I fought a yawn. It had been a very long day.
The snow fell faster, and I pulled my motorcycle jacket closer around me. From where I crouched, I glimpsed the human bouncer as he paced on the steps outside, parka hood covering his face, wind-milling his arms to keep warm. His breath frosted the night air.
Freezing my behind off while assigned to a stake out wasn’t the worse part of being a sorcerer-agent for the Regulating Union for Normalizing Enchantment. No, the worse part was doing this stakeout solo, because my temporary partner, Nancy Kirk, a Seer, had decided she’d rather stay in the van parked six blocks away, casting her magical sight through binoculars. All because she listened to the Midwest front office when they said we needed to keep a low profile.

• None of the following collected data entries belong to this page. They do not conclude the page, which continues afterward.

PR #8524, opened 2022-03-21
[1.18.x] [event] Add event for lightning strikes

Minecraftschurli:
This PR adds a LightningStrikeEvent that fires on each of the 3 ticks of a LightningBolt which when cancelled prevents vanilla behavior and removes the lightning bolt.

### DIFF
--- a/patches/minecraft/net/minecraft/world/entity/LightningBolt.java.patch
+++ b/patches/minecraft/net/minecraft/world/entity/LightningBolt.java.patch
@@ -8,7 +8,7 @@
  
     public LightningBolt(EntityType<? extends LightningBolt> p_20865_, Level p_20866_) {
        super(p_20865_, p_20866_);
-@@ -74,6 +_,14 @@
+@@ -74,8 +_,17 @@
  
     }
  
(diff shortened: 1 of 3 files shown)


patches/minecraft/net/minecraft/world/entity/LightningBolt.java.patch
```diff
@@ -22,7 +22,10 @@
 +
     public void m_8119_() {
        super.m_8119_();
++      if (net.minecraftforge.common.ForgeHooks.onLightningStrike(this, this.m_147162_())) {this.m_142687_(RemovalReason.DISCARDED);return;}
```
Shadows-of-Fire, line 25: Spaces
`{this.m_142687_(RemovalReason.DISCARDED);return;}` -> `{ this.m_142687_(RemovalReason.DISCARDED); return; }`

sciwhiz12: Also, why does this call `remove(RemovalReason.DISCARDED)` instead of `discard()`?

Shadows-of-Fire:
So aside from being one tick later (since it fires on the first call to `tick()` rather than immediately) - what does this accomplish that cannot be accomplished with `EntityJoinWorldEvent`

patches/minecraft/net/minecraft/world/entity/LightningBolt.java.patch
Minecraftschurli: because I didn't know it exists

Minecraftschurli:
I made the event because it was suggested by gigahertz but since after looking at it again everything can be done with `EntityJoinWorldEvent` I'll gonna close this PR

We always needed to keep a low profile. But the neo-gnome we’d gotten the tip from said Burt the Ogre was leaving town tonight and headed to Chicago. It would be a lot harder for R.U.N.E. to track him there.
My phone slithered in my jacket pocket. I slipped my hand inside and the phone coiled around my wrist. It was a R.U.N.E.-issue arcane phone. I should have had an ear talker, one of those little jeweled silver dragonling artifacts, but the Midwest division of R.U.N.E. didn’t have any to spare, especially not for someone passing through on a temporary assignment.
So, I was stuck with the arcane phone. I raised my hand. The phone looked like a big ebony bracelet to normal eyes; to mine, it was covered in scales, scales that projected messages before my eyes.
Words glowed in my vision. Get back to the van, Liz. Now.
Nancy and I had already had this conversation. Twice.
Any sign of Burt? I whispered. My words floated in front of me. Nancy would be seeing them in the same way. Arcane phones couldn’t be snooped on, or hacked. They were useful in other ways, too, since they were alive, like all manifestations, but fixed in form, since they were artifacts.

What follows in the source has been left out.